There is something about Diliman that keeps me returning. It is not the academic upheavals, or rubbing elbows with the demi-gods. The sublime attraction goes beyond fame or intellect, and rests at the belly of one human need we tend to overlook these days - trees.
Growing up at the heart of Manila, where every spot of earth spawns the construction of apartment buildings, I was robbed the joys of running under a foliage of evergreens at a young age. Sure, there was a dense shrubbery across the house - a place we used to call gubat-gubatan. We had a great time picking Yellow Bells and use its milky sap as Elmer's glue substitute, or tapping the old Karmay tree with a long stick for its sour berries. I even had a chance to pull out the filaments of Santan flowers and taste their sweet juices, and run towards the house after being chased by the octogenarian landlady when seeing her garden being trampled.

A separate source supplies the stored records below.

PR #8451, opened 2026-09-07
Add opt-in AutoEP Python GC policy

yh0903:
## Summary

Add an experimental, opt-in AutoEP policy for disabling automatic Python cyclic garbage collection during training:

```json
{
  "expert_parallel": {
    "enabled": true,
    "python_gc_policy": "disable_during_training"
  }
}
```

The default is `"default"` and does not change Python GC settings. Opting in affects the entire process, not just one engine. Python reference counting remains active.

## Motivation

Fixed-routing Qwen3-30B-A3B EP16 profiling found repeated single-rank generation-2 GC pauses of 234–327 ms. Other ranks then waited for the paused rank at the next DeepEP dispatch, exposing the host-side pause as collective wait time.

Across 20 measured steps, 27 generation-2 collections accumulated 7.60 s; all long collections occurred during forward. Generation-0/1 collections had maximum durations of only 1.04/2.31 ms.

## Implementation

- When the first managed engine has finished initialization, collect once and disable automatic cyclic GC if it was previously enabled.
- Reference-count the process-wide policy across multiple engines, preserving a pre-disabled GC state.
- Restore the original GC state when the last managed engine is explicitly destroyed.
- Restore previously enabled GC in forked workers and use generation tokens so inherited engines cannot release child-process leases.
- Release the GC lease even if another engine teardown operation raises.
- Expose `engine.collect_python_gc()` for explicit collection at application-selected safe boundaries.

## AutoEP-only performance

The isolated comparison used one 16-GPU H100 allocation, a 48-layer model, fixed routing, dual warmup, and the order `default → managed → managed → default`. Each arm measured 20 steps, giving 40 measured steps per policy.

| Policy | Full measured-window mean per step | Median of arm medians | Median of arm p95s | Steps >800 ms | Steps >1 s |
|---|---:|---:|---:|---:|---:|
| Default | 688.57 ms | 535.13 ms | 1072.52 ms | 11/40 | 4/40 |
| Managed GC | 526.42 ms | 522.89 ms | 551.12 ms | 0/40 | 0/40 |

The full measured-window mean decreased by 162.14 ms per step, or 23.5%, primarily through fewer slow steps rather than a comparable reduction in median step time. Both paired measured-window contrasts favored the managed policy: 166.37 ms and 157.92 ms per step.

- Peak allocated/reserved GPU memory was unchanged: 45,106,782,720 / 50,899,976,192 bytes.
- Observed routes were identical across all arms.
- Maximum paired measured-window loss differences were 0.00266 and 0.01439, within the experiment's 0.02 tolerance.

These are short-run, workload-specific observations from the tested baseline, not a guaranteed speedup across models or subsequent implementation changes. This comparison does not establish long-run training equivalence.

## Testing Done

- Targeted config parsing and validation tests.
- GC manager lifecycle tests covering multiple engines, pre-disabled GC, explicit collection, fork restoration, stale pre-fork leases, and reentrant finalizers.
- Changed files pass repository pre-commit hooks.
- The AutoEP-only distributed ABBA experiment checked routing, loss tolerance, GC state, GPU peak memory, and tail latency.

## Usage and limitations

Disabling automatic cyclic GC defers collection; it does not eliminate the work or fix live references that retain tensors. Cyclic objects can accumulate during long runs, including cycles that retain GPU tensors. Applications should monitor host and device memory and call `engine.collect_python_gc()` at coordinated, application-selected safe boundaries, such as after checkpointing. The cost of these explicit collections must still be included when assessing overall training throughput.

Call `engine.destroy()` when an engine is no longer needed. Restoration does not rely on garbage collection of the engine itself. This PR does not add automatic periodic collection, and the short experiment above does not establish long-run memory stability.

This policy is independent of the DeepEP local-preparation cleanup in #8423.

### DIFF
--- a/deepspeed/__init__.py
+++ b/deepspeed/__init__.py
@@ -258,6 +258,8 @@ def initialize(
     # Restore zero.Init context if necessary
     zero.partition_parameters.restore_init_context()
 
+    engine._configure_python_gc()
+
     return_items = [
         engine,
         engine.optimizer,
--- a/deepspeed/module_inject/auto_ep_config.py
+++ b/deepspeed/module_inject/auto_ep_config.py
@@ -62,6 +62,7 @@ def parse_autoep_config(param_dict: dict) -> AutoEPConfig:
     config.comm_num_sm = param_dict.get("comm_num_sm", 12)
     config.comm_qp_margin = param_dict.get("comm_qp_margin", 4)
     config.comm_max_tokens_per_rank = param_dict.get("comm_max_tokens_per_rank", 0)
+    config.python_gc_policy = param_dict.get("python_gc_policy", "default")
     config.num_expert_groups = param_dict.get("num_expert_groups", None)
     config.num_limited_groups = param_dict.get("num_limited_groups", None)
     config.score_func = param_dict.get("score_func", "auto")
@@ -118,6 +119,11 @@ def validate_autoep_config(
 
     if not isinstance(config.validate_folding_routing, bool):
         raise ValueError("expert_parallel.validate_folding_routing must be a boolean")
+
+    valid_python_gc_policies = ("default", "disable_during_training")
+    if config.python_gc_policy not in valid_python_gc_policies:
+        raise ValueError(f"python_gc_policy must be one of {valid_python_gc_policies}, "
+                         f"got {config.python_gc_policy!r}")
 
     if not config.enabled:
         return
--- a/deepspeed/module_inject/auto_ep_presets/base.py
+++ b/deepspeed/module_inject/auto_ep_presets/base.py
@@ -115,6 +115,7 @@ class AutoEPConfig:
     comm_num_sm: int = 12
     comm_qp_margin: int = 4
     comm_max_tokens_per_rank: int = 0
+    python_gc_policy: Literal["default", "disable_during_training"] = "default"
     num_expert_groups: int | None = None
     num_limited_groups: int | None = None
     score_func: Literal["auto", "softmax", "sigmoid"] = "auto"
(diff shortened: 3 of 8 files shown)


tohtana (changes requested):
I have two suggestions about the configuration API:

1. Could we move this option outside the `expert_parallel` section? Although the motivating workload uses AutoEP, disabling automatic Python cyclic GC is a process-wide setting and does not inherently depend on expert parallelism. Exposing it as a general DeepSpeed option would better reflect its scope.
2. Would a boolean `disable_python_gc` option be clearer than `python_gc_policy`? The current choices are effectively “leave the existing GC behavior unchanged” and “disable automatic cyclic GC.” Unless there are concrete plans for additional policies, a boolean seems sufficient and more direct. Here, `false` should preserve the existing GC state rather than explicitly enable GC.

yh0903:
> I have two suggestions about the configuration API:
> 
> 1. Could we move this option outside the `expert_parallel` section? Although the motivating workload uses AutoEP, disabling automatic Python cyclic GC is a process-wide setting and does not inherently depend on expert parallelism. Exposing it as a general DeepSpeed option would better reflect its scope.
> 2. Would a boolean `disable_python_gc` option be clearer than `python_gc_policy`? The current choices are effectively “leave the existing GC behavior unchanged” and “disable automatic cyclic GC.” Unless there are concrete plans for additional policies, a boolean seems sufficient and more direct. Here, `false` should preserve the existing GC state rather than explicitly enable GC.

Thanks for the review, and for pushing on the scope of this option  @tohtana!  I think it's clearly better this way.
1. I moved out of `expert_parallel`. It's now a top-level DeepSpeed option, parsed in `runtime/config.py` alongside the other top-level scalars, with the constant in `runtime/constants.py`. It no longer depends on AutoEP being enabled at all.  auto_ep_config.py  and the AutoEP preset no longer carry it, and the AutoEP unit tests that asserted on it moved to the runtime config tests, since it isn't an AutoEP concern any more.
2. Now a boolean.  `"disable_python_gc": true | false` , defaulting to  false . The old `python_gc_policy` string and its validation are gone.

tohtana (approved):

PR #8454, opened 2026-09-08
fix(inference): reject non-positive max_out_tokens at config validation

### LINKED ISSUE #8339: [BUG] DeepSpeed accepts negative max_out_tokens and fails generation requests at runtime

chakshu-dhannawat:
Fixes #8339

DeepSpeed currently accepts a negative (or zero) value for `max_out_tokens` during inference config parsing. The failure only surfaces later at generation time with a confusing "Input with size N exceeds maximum length of -1" message.

This PR adds a small pydantic field validator on `max_out_tokens` so that non-positive values raise a clear `ValueError` when the config is constructed.

Changes:
- `deepspeed/inference/config.py`: add `validate_max_out_tokens` field validator.
- `tests/unit/inference/test_inference_config.py`: add CPU-only regression tests for -1, 0, and positive values.

Verified:
- `CUDA_VISIBLE_DEVICES="" python -m pytest tests/unit/inference/test_inference_config.py -m inference -k TestInferenceConfigValidation -v` passes (3/3).
- `pre-commit run --files deepspeed/inference/config.py tests/unit/inference/test_inference_config.py` passes (yapf, flake8, license, codespell, check-torchdist, etc.).

### DIFF
--- a/deepspeed/inference/config.py
+++ b/deepspeed/inference/config.py
@@ -310,6 +310,12 @@ class DeepSpeedInferenceConfig(DeepSpeedConfigModel):
             return field_value
         raise TypeError(f"Invalid type for dtype: {type(field_value)}")
 
+    @field_validator("max_out_tokens")
+    def validate_max_out_tokens(cls, field_value, values):
+        if field_value <= 0:
+            raise ValueError(f"max_out_tokens must be a positive integer, got {field_value}")
+        return field_value
+
     @field_validator("moe")
     def moe_backward_compat(cls, field_value, values):
         if isinstance(field_value, bool):
--- a/tests/unit/inference/test_inference_config.py
+++ b/tests/unit/inference/test_inference_config.py
@@ -82,3 +82,27 @@ class TestInferenceConfig(DistributedTest):
             config = DeepSpeedInferenceConfig(moe=value)
             assert isinstance(config.moe, DeepSpeedMoEConfig)
             assert config.moe.enabled == value
+
+
+@pytest.mark.inference
+class TestInferenceConfigValidation:
+    """CPU-only validation tests for DeepSpeedInferenceConfig."""
+
+    def test_negative_max_out_tokens_rejected(self):
+        # Regression test for https://github.com/deepspeedai/DeepSpeed/issues/8339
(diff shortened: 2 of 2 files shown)


ebarkhordar (commented):
I ran this against `e368cb00` and against current master `468a8ad1` in a clean container (python:3.11-slim, torch 2.14.0+cpu, pydantic 2.13.5).

This validation is already on master. #8343 landed as `7c1b0f2c` on 2026-09-14 and closed #8339, putting the constraint on the field itself:

```python
max_out_tokens: int = Field(1024, alias="max_tokens", gt=0)
```

At master all three cases covered here are rejected, the alias included: `max_out_tokens=-1`, `max_out_tokens=0` and `max_tokens=-1` each raise `Input should be greater than 0`.

One thing worth knowing before you rebase. The merge is clean, but `gt=0` is applied during field validation and `@field_validator` defaults to `mode="after"`, so the constraint raises first and `validate_max_out_tokens` never runs. Two of the three tests here then fail on the `match=` regex:

```
$ python -m pytest tests/unit/inference/test_inference_config.py -m inference -k TestInferenceConfigValidation
FAILED ...::test_negative_max_out_tokens_rejected - AssertionError: Regex pattern did not match.
  Expected regex: 'max_out_tokens must be a positive integer'
  Actual message: 'Input should be greater than 0 [type=greater_than, input_value=-1, ...]'
2 failed, 1 passed, 10 deselected
```

Looks superseded to me.

chakshu-dhannawat:
Thanks for the PR. As reviewer ebarkhordar noted, the fix already landed in #8343, so this is no longer needed. Closing as superseded.

PR #8460, opened 2026-09-08
Checkpoint the RNG the curriculum sampler actually draws from

### LINKED ISSUE #8405: [BUG] Curriculum data sampler checkpoints the global numpy RNG, not its own, so resume replays the sampling stream

alanhuangyoo:
Fixes #8405, reported by @ebarkhordar.

## Problem

Every draw in `DeepSpeedDataSampler` goes through `self.np_rng`, a `np.random.default_rng` seeded in `__init__`:

```python
self.np_rng = np.random.default_rng(self.data_efficiency_config[DATA_EFFICIENCY_SEED])   # :64
...
self.np_rng.shuffle(new_cluster)                                                          # :217  get_new_cluster
self.np_rng.choice(num_clusters, self.global_batch_size, replace=True, p=weights)         # :236  sample_from_clusters
self.np_rng.shuffle(cluster)                                                              # :246  reshuffle_clusters
self.np_rng.shuffle(batch)                                                                # :289
```

but the checkpoint stored and restored something else entirely:

```python
CURRICULUM_LEARNING_NP_RNG_STATE: np.random.get_state()      # :324  state_dict
np.random.set_state(state_dict[CURRICULUM_LEARNING_NP_RNG_STATE])   # :334  load_state_dict
```

That is the process-wide legacy `RandomState`, which this sampler never touches. So the saved value reads the same whether the sampler has drawn nothing or a thousand batches, and on resume `__init__` re-seeds `self.np_rng` while `load_state_dict` leaves it alone — the sampler restarts its own stream, reproducing the same cluster mix per step and the same shuffles it produced the first time. Restoring the global state also moved whatever else in the process draws from `np.random`.

## Solution

Save and restore `self.np_rng.bit_generator.state`.

A checkpoint written before this holds the legacy tuple, and there is no sampler stream recorded in it to restore. `_load_np_rng_state` recognises the shape, warns once on rank 0, and leaves the sampler on its configured seed — which is where those checkpoints already resumed — rather than refusing to load.

## Verification

`tests/unit/runtime/data_pipeline/test_curriculum_sampler_rng.py`, four cases:

| test | on master | here |
| --- | --- | --- |
| the saved state moves as the sampler draws | ❌ identical before and after 3 draws | ✅ |
| resume continues the stream rather than replaying it | ❌ `[[0, 3, 3, 2], ...] != [[2, 1, 3, 2], ...]` | ✅ |
| loading leaves the global numpy RNG alone | ✅ | ✅ |
| a legacy checkpoint still loads | ✅ | ✅ |

The resume test goes through `load_state_dict` rather than poking the generator, so it fails on master for the behaviour rather than on a type error, and it asserts that a sampler on a fresh seed does *not* already agree — otherwise it would prove nothing.

```
1×H20:  4 passed   (this branch)
        2 failed, 2 passed   (master, same test file)
```

`pre-commit run` passes on both files.

### DIFF
--- a/deepspeed/runtime/data_pipeline/data_sampling/data_sampler.py
+++ b/deepspeed/runtime/data_pipeline/data_sampling/data_sampler.py
@@ -313,6 +313,22 @@ class DeepSpeedDataSampler(object):
                 self.consumed_samples += len(current_batch)
                 current_batch = []
 
+    def _load_np_rng_state(self, rng_state):
+        """Restore `self.np_rng`, tolerating checkpoints written before this was fixed.
+
+        Older checkpoints hold the tuple `np.random.get_state()` returns for the
+        legacy global RandomState. There is no sampler stream recorded in it, so the
+        best that can be done is to leave `self.np_rng` on its fresh seed -- the same
+        position those checkpoints already resumed at -- rather than fail to load.
+        """
+        if isinstance(rng_state, dict):
+            self.np_rng.bit_generator.state = rng_state
+            return
+        if self.global_rank == 0:
+            logger.warning("Curriculum learning checkpoint stores the legacy global numpy RNG state, "
+                           "which does not describe this sampler's own stream. Resuming its sampling "
+                           "from the configured seed.")
+
     def state_dict(self):
         return {
             CURRICULUM_LEARNING_BATCH: self.batch,
@@ -321,7 +337,13 @@ class DeepSpeedDataSampler(object):
             CURRICULUM_LEARNING_CURRENT_DIFFICULTIES: self.current_difficulties,
             CURRICULUM_LEARNING_DATA_CLUSTER_PATHS: self.data_cluster_paths,
             CURRICULUM_LEARNING_DATA_CLUSTER_CURRENT_POSITION: self.data_cluster_current_position,
-            CURRICULUM_LEARNING_NP_RNG_STATE: np.random.get_state()
+            # `self.np_rng` is what every draw in this class goes through
+            # (sample_from_clusters, get_new_cluster, reshuffle_clusters), so its
+            # bit generator's state is the one worth saving. `np.random.get_state()`
+            # returns the process-wide legacy RandomState, which this sampler never
+            # touches: it reads the same whether the sampler has drawn nothing or a
+            # thousand batches.
+            CURRICULUM_LEARNING_NP_RNG_STATE: self.np_rng.bit_generator.state
         }
 
     def load_state_dict(self, state_dict):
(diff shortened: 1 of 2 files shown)


alanhuangyoo:
Closing this one. #8489 lists the Data Efficiency library as a deprecation candidate for lack of bandwidth, so a checkpointing fix to its sampler probably isn't worth anyone's review time now. If Data Efficiency ends up staying, I'm happy to reopen. The change is a single file plus its test.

These were some of the fading memories kids like Baby Lenin might never get to enjoy. At least we had more trees back then - in schools, in little patches of open spaces, along the sidewalks and at the middle of four-lane boulevards. But the more we embrace our dreams of progress: behemoth malls that swallow up everything, stick-like skyscrapers competing for the attention of clouds, concrete open grounds where anecdotes of human failures glare everyday, and farms transformed to poor-man's subdivisions, the less we tend to see our lives ahead. Death hastens with each tree fallen to the ground and it's a sad and tragic tale that we only get to realize our fault when the city gets deluded by torrents of mud water.
The landlady across our old house passed away and in less than a year, her garden, the gubat-gubatan we knew was no more. Trees were fallen and converted to firewood, the scorched earth was dug and Gabi tubules planted in places where Santan flowers once bloomed. They too disappeared after being consumed by the jobless house tenants. The anguish of seeing my patch of paradise senselessly destroyed (a fact I denied when it was still around) would haunt me for years that in Grade Six, I commandeered every available space outside the house and turn it into my own garden. Opposition had won over, unfortunately. I was bribed by anime and Sonic the Hedgehog.
Many years later, my heart still weeps when I see wooden trunks abandoned on streets. I still regret doing nothing - not even a eulogy - when the centuries-old Balete trees in Balara were cut down to give way for the Katipunan expansion.
Seeing tree saplings planted in pot-sized concrete blocks - to make it appear the local government is doing something for the planet leaves me befuddled. The same goes for the declaration of a total log ban just when green advocates are being gunned down at the frontiers.
For these reasons, I try to keep the memory of gubat-gubatan alive, as a fitting reminder of what we have lost, and hopefully we could find again. Same goes for this odd behavior of feeling the bark of old trees - and treating them like esteemed grandparents, when I get to find one while walking down the streets. Finally, there's this vision - of a watershed enclosing the city: A time, when the hills of Sierra Madre are covered with trees again and the streams flow with clear water everytime it rains.
I still live in dreams.
And each time I hear news that make these dreams closer to reality, I never hesitate to embrace what is left of the memory.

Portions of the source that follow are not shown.